Concept-Rich Mathematics Instruction Chapter 3
One of the great aspects of teaching is when a student (or students) realize their own misunderstanding(s) and then they start to understand a concept. It is really rewarding as a teacher to witness this classroom miracle. However, as it was mentioned in this chapter, misconceptions, unlike misunderstandings, usually need teacher guidance to completely get rid of the misconceptions. Misconceptions are usually more deeply rooted and require certain teaching skills in order to remediated. I can definitely expect certain misconceptions to appear in my units and I must have at least some vague idea as to how to "fix" them before I even encounter them
I think the main misconception I will run into in my algebra unit are those involving preconceptions. Since my unit deals with solving linear equations and inequalities, the students are expected to use a lot of basic operations, such as addition, subtraction, multiplication, and division, of not only whole numbers, but fraction, decimals, and integers as well. One of main preconceptions I believe I will run into is students trying to perform operations without converting to similar forms. Students might just assume that they can add a fraction to a decimal and get a fraction of a decimal instead of converting one of the numbers so that they are in the same form as one another.

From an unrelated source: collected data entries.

PR #1189, opened 2016-09-25
Update pygithub to version 1.29

fernandog:
https://github.com/PyGithub/PyGithub

@ratoaq2


fernandog:
`An AuthenticatedUser object can be created by calling ``get_user()`` on a Github object.`

PR #1192, opened 2016-09-25
Fix selects width. It should auto resize

fernandog:
image

@OmgImAlexis


OmgImAlexis:
This is because of the stupid Bootstrap hack that was added like 4 years ago that I fixed..

fernandog:
@OmgImAlexis so what should we do ?

fernandog:
@OmgImAlexis approve or else?

fernandog:
@OmgImAlexis please?

PR #1239, opened 2016-10-10
add more fields to apiv2

OmgImAlexis:
@ratoaq2 can you review this please.

### DIFF
--- a/medusa/server/api/v2/info.py
+++ b/medusa/server/api/v2/info.py
@@ -2,6 +2,10 @@
 """Request handler for general information."""
 
 import medusa as app
+import os
+import sys
+import platform
+from ....versionChecker import CheckVersion
 from .base import BaseRequestHandler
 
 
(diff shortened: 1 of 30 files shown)


medusa/server/api/v2/info.py
```diff
@@ -33,6 +71,32 @@ def get(self, query=''):
...
+            'commitHash': app.CUR_COMMIT_HASH,
+            'release': app_version,
+            'sslVersion': ssl_version,
+            'pythonVersion': sys.version[:120],
+            'databaseVersion': {
+                'major': cur_branch_major_db_version,
+                'minor': cur_branch_minor_db_version
+            },
+            'os': platform.platform(),
+            'locale': '.'.join([str(loc) for loc in app_locale]),
```
ratoaq2: Use text_type from six package:
`text_type(loc)`

medusa/server/api/v2/show.py
```diff
@@ -46,70 +55,147 @@ def get(self, show_id):
...
+                show_dict.queue.raw = 'isInSubtitleQueue'
+                show_dict.queue.pretty = 'This show is queued and awaiting subtitles download.'
+
             # Detailed information
             if show_id:
                 any_qualities, best_qualities = _map_quality(show.quality)
 
-                # @TODO: Replace these with commands from here
+                # ------ START OF SEASONS ------
+                main_db_con = db.DBConnection(row_type='dict')
```
ratoaq2: What's the logic here? It would be better to not directly query the db but use existing  tvshow or tvepisode api to retrieve the info you need

OmgImAlexis: I grabbed this from apiv1. What should I change this too? Same goes for 99% of the new changes in this file.

OmgImAlexis: Also keep in mind I need to be able to sort the items in ASC|DESC order and by a key as you'll notice on the next 2 lines.

medusa/server/api/v2/info.py
fernandog: done

fernandog: @ratoaq2 should we check in travis if user adds a str() function and make travis fail?

medusa/server/api/v2/show.py
fernandog: @OmgImAlexis 
agree with rato. all that info be fetched from tv_show object

something like this
```python
try:
    show = int(show)
    show_obj = Show.find(app.showList, show)
except (ValueError, TypeError):
    return self._genericMessage('Error', 'Invalid show ID: {show}'.format(show=show))
```

all info from tv show object:
https://github.com/pymedusa/Medusa/blob/master/medusa/tv.py#L138-L180

fernandog: so: 
1) Get Show object
2) Get list of all objects
3) loop in this list and create all ep objects
4) append to the result

@OmgImAlexis @ratoaq2 need to check which is faster: sql or all this i said above

OmgImAlexis: @fernandog @ratoaq2 and I talked about it and get_all_episodes works on the show object but every episode needs to be in JSON so we really need a to_json method added to the TVEpisode class as well as the TVShow class if possible.

fernandog:
rebased. @OmgImAlexis can we merge?

OmgImAlexis:
This should be able to be merged as the API v2 isn't currently used with anything so the issues in this can be fixed later.

@ratoaq2 is that okay?

PR #1251, opened 2016-10-11
Fix minor_version as None

fernandog:
In a fresh install, Medusa creates a sickbeard.db then start do all migrations. When minor is none it created a `~\Medusa\sickbeard.db.v42.None` - this fixes it


medariox:
Approved

PR #1254, opened 2016-10-11
The min-width has always prevented the UI from being responsive. Ther…

p0psicles:

…e must have been a reason for this. But I can't find any downside at this point. If there is, we should handle it.

With the min-width (on an iphone6):
image

With this PR:
image

Ofcourse we still need to fix some issues, that might occur because of this.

Another preconception I will ultimately run into is that letters now represent numbers. The first time I was introduced to variables I assumed it was something specific, like a representation of a line length or something like that. However, variables do not even have to be a specific number, like in inequalities. Therefore, students might come into the lesson thinking that x is something specific, or even a specific number which is not always the case.
The last main preconception that will arise in my unit is that of the equality, less than, and greater than signs. Most students have only encountered one number (or numbers) being equal to, less than, or greater than another number and therefore, they assume this is the only way in which these signs can be used. But, in this lesson equations can be equal to, less than, or equal to other equations as well as numbers. This might turn students instantly off to the algebra being taught because they have never seen anything as far fetched as that before in their lives.
All six of the Instructional Principles for Conceptual Remediation will play some role in correcting students misconceptions about the lessons, but the ones that I believe will help the most in my unit are reciprocity, flexibility, appropriate communication, and constructive interaction among learners. These are four out of the six, but three of these four are kind of interwoven in my opinion. Reciprocity, appropriate communication, and constructive interaction among learners all deal with students and the teacher talking to and with one another. I believe this is most important way for students to understand where these "outrageous" new ideas are coming from and for me to see why they do not get it. I need to be able to effectively communicate with my students and visa versa. However, some students do not feel comfortable speaking up in front of the class, which is where the communication between the learners comes in. I can still hear the concerns because they talk about in a group and I observe, but it's without the stress of being put in the spotlight of the entire class. Flexibility is equal to the importance of communication because if I cannot be flexible and change my lessons to fit the students needs, then their misconceptions will never be addressed to the extent that they need to. I think with good student-teacher and student-student interactions and discussions and the ability of me to be flexible with the lesson, the misconceptions should be cleared up effectively.
Meir, B. (2006) Concept-Rich Mathematics Instruction. ASCD: Alexandria, VA.